Our reviews cover both battery- and mains-powered speakers and models with or without voice assistant function. All speakers we test offer wireless connectivity via Apple Airplay, Google Cast, proprietary protocols, or Bluetooth, and for now, we are only testing single units. (We may also end up testing speakers that are combined to form dual/stereo units in the future, though.)

The Speaker test protocol

The DXOMARK Speaker text protocol is designed to grade the consumer experience when using the device’s playback function by evaluating relevant audio quality attributes across a range of representative use case scenarios. Like our Camera, Selfie, and Audio test protocols, it uses a two-pronged approach, combining objective measurements done in the lab under controlled conditions with perceptual evaluation methods. Our experts carry out the tests using a wide selection of audio clips, including commissioned music tracks, voice, and other multimedia content. The DXOMARK Speaker overall score is computed from all scores and measurements obtained during the testing process.
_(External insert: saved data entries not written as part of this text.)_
PR #688, opened 2025-06-27
Optimize CQL library evaluation and consequently measure evaluation

lukedegruchy:
- This leverages the changes in CQL recently merged to master.
- Shift CQL library evaluation to outside the MeasureReport building loop
- Introduce `CompositionEvaluationResultsPerMeasure`, which serves as a combined cache of CQL evaluation results and errors, designed to maintain current permissive error handling
- Shift CqlEngine initialization to these earlier points, and pass it down to the rest of measure evaluation
- Leave DSTU3 logic largely unchanged in terms of timing and efficiency, but make use of the new functionality (partially for code coverage concerns)
- Ensure R4CollectDataService works the same as before, with CQL library evaluation done per subject if the subject list is not empty
- Take the opportunity to include some non-functional refactoring and sonar fixes, including making refraining from mutating R4MeasureProcessor and R4MeasureServiceUtils fields if we encounter a proxy scenario:  Use local variables and conditional logic instead.


cqf-fhir-cr/src/main/java/org/opencds/cqf/fhir/cr/measure/common/MeasureProcessorUtils.java
```diff
@@ -337,51 +339,70 @@ public Object evaluateObservationCriteria(
...
-                        subjectId,
-                        libraryEngine.getEvaluationResult(
-                                id, subjectId, null, null, null, null, null, zonedMeasurementPeriod, context));
-            } catch (Exception e) {
-                // Catch Exceptions from evaluation per subject, but allow rest of subjects to be processed (if
-                // applicable)
-                var error = "Exception for subjectId: %s, Message: %s".formatted(subjectId, e.getMessage());
-                // Capture error for MeasureReportBuilder
-                measureDef.addError(error);
-                logger.error(error, e);
```
Capt-Mac, line 380: suggestion: add comment here that says why we prioritize subject context not switching between measure evaluations.

// when subject context value changes, expression caching is dropped. Ordering all subject expression evaluation together allows for maximum caching

cqf-fhir-cr/src/main/java/org/opencds/cqf/fhir/cr/measure/r4/R4MultiMeasureService.java
```diff
@@ -146,18 +171,22 @@ protected void populationMeasureReport(
...
             String reporter) {
 
-        // one aggregated MeasureReport per Measure
         var totalMeasures = measures.size();
         for (Measure measure : measures) {
             MeasureReport measureReport;
             // evaluate each measure
             measureReport = r4Processor.evaluateMeasure(
-                    measure, periodStart, periodEnd, reportType, subjects, additionalData, parameters, evalType);
+                    measure,
```
Capt-Mac, line 182: fix: Shouldn't this be a list of Measures?

cqf-fhir-cr/src/main/java/org/opencds/cqf/fhir/cr/measure/r4/R4MultiMeasureService.java
```diff
@@ -207,6 +238,7 @@ protected void subjectMeasureReport(
                 "Evaluating individual MeasureReports for {} patients, and {} measures",
                 subjects.size(),
                 measures.size());
+
         for (Measure measure : measures) {
```
Capt-Mac, line 242: fix: we should be passing in Measures and subject here, so we process the same context value for all measures before switching to a new subject

cqf-fhir-cr/src/main/java/org/opencds/cqf/fhir/cr/measure/r4/R4MultiMeasureService.java
Capt-Mac: disregard

cqf-fhir-cr/src/main/java/org/opencds/cqf/fhir/cr/measure/common/MeasureProcessorUtils.java
lukedegruchy: Add comment

Capt-Mac (approved):

PR #694, opened 2025-07-14
Stratifier component bug

Capt-Mac:
Measure component stratifier bug fix:
- MeasureReport Stratifiers persisted component.value as Code instead of value
- MeasureReport Stratifiers persisted component.code was missing
- updated tests that check for changed component stratifier behavior


cqf-fhir-cr/src/test/java/org/opencds/cqf/fhir/cr/measure/r4/MeasureStratifierTest.java
```diff
@@ -212,13 +212,17 @@ void cohortBooleanComponentStrat() {
                 .group("group-1")
                 .stratifierById("stratifier-1")
                 .stratumCount(2)
-                .stratumByComponentText("38")
+                .stratumByComponentCodeText("Age")
```
lukedegruchy, line 215: Is this how you expect this test to fail without the new code?  "- Error creating supplemental data search parameter. This may be due to the server not supporting transactions.
ca.uhn.fhir.rest.server.exceptions.NotImplementedOperationException: HAPI-2542: transaction is not supported by this repository"

cqf-fhir-cr/src/main/java/org/opencds/cqf/fhir/cr/measure/r4/R4MeasureReportBuilder.java
```diff
@@ -400,13 +401,20 @@ protected void buildStratifier(
...
+            // StratifierComponentDef (expression name, id) -> Map<Subject String, Expression Result>
+
             // Component Stratifier
             // one or more criteria expression defined, one set of criteria results per component specified
             // results of component stratifier are an intersection of membership to both component result sets
-
-            List<Map<String, CriteriaResult>> subjectCompValues = stratifierDef.components().stream()
-                    .map(StratifierComponentDef::getResults)
-                    .toList();
+            List<Map<String, Pair<CriteriaResult, StratifierComponentDef>>> subjectCompValues =
```
lukedegruchy, line 409: I'll be honest with you:  I'm having a really hard time following this new code.  While I'm pretty sure it does what you intend to do, it's hard to read and maintain.  I strongly suggest writing one or more classes dedicated this new functionality, wrapping the myriad of nested structures with an API with a clear set of contracts that can be easily unit tested.

cqf-fhir-cr/src/test/java/org/opencds/cqf/fhir/cr/measure/r4/MeasureStratifierTest.java
Capt-Mac: The test passes. It just shares a warning that supplementalDatasearch parameter is not useable. It has nothing to do with these code changes

JPercival (approved):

Objective testing in the lab
Perceptual testing in an outdoor setting. Testers swap smartphones to connect to both the speaker under test and to reference (comparison) devices.

Test settings

For testing at DXOMARK, speakers are connected to and controlled via a smartphone. (Depending on compatibility, we either use an Apple iPhone or Android model.) For our TV use case, we also connect the speakers to a smart TV—an Apple TV or Android TV or other smart TV if required.

Devices are connected either via Apple’s AirPlay or Google Cast. If neither of those is compatible or available, we use the speaker manufacturer’s proprietary protocol or Bluetooth as a last resort.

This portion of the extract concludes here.